§ REQUIRED WORK:
Every line with "module" in it should be copied from the data.

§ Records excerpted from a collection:
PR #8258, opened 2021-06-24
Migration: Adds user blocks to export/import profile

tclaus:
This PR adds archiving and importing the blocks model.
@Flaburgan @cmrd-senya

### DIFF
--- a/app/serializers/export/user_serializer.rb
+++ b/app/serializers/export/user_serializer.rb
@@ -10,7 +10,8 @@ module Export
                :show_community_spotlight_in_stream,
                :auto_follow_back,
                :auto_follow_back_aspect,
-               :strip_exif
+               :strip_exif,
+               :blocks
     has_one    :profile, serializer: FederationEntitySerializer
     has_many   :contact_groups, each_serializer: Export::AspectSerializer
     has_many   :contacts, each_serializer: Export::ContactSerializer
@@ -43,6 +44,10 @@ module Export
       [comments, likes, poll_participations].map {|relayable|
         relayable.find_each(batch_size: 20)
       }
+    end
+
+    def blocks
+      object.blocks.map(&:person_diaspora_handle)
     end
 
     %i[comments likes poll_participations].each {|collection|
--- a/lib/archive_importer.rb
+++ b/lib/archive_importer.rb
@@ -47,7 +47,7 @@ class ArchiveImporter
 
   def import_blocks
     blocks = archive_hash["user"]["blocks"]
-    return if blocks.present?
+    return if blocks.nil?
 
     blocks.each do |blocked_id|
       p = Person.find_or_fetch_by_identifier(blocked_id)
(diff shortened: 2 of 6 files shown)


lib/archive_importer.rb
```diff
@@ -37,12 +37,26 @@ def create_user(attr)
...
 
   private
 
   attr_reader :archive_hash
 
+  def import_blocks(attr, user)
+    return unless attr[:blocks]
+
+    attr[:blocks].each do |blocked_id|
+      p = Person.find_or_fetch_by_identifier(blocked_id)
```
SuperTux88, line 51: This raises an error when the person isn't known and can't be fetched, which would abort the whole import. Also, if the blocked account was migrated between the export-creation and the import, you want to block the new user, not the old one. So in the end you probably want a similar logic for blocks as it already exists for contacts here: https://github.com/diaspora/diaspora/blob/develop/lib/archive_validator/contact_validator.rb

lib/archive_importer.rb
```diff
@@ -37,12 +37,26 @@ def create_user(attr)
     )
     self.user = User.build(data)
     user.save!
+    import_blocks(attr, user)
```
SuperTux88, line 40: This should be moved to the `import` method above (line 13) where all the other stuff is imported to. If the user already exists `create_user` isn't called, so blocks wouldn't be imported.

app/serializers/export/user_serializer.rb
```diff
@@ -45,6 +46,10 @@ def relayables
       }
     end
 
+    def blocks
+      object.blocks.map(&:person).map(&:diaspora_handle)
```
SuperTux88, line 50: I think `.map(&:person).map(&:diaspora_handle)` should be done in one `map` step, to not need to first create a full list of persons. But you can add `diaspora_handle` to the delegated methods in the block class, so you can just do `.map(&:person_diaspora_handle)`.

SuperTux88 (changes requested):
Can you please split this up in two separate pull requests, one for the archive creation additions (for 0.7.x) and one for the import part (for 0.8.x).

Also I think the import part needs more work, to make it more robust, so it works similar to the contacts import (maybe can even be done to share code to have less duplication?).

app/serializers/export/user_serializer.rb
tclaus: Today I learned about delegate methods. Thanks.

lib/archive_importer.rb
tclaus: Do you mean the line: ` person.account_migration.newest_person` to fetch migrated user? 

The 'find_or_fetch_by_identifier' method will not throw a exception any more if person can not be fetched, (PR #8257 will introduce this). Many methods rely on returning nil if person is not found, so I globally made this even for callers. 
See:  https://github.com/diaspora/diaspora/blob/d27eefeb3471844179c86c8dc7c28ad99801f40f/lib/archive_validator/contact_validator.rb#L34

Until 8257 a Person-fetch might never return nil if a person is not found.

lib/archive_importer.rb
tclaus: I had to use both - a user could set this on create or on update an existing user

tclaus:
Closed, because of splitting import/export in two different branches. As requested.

§ PROBLEM SOLUTION:
@@ -10,7 +10,8 @@ module Export
@@ -43,6 +44,10 @@ module Export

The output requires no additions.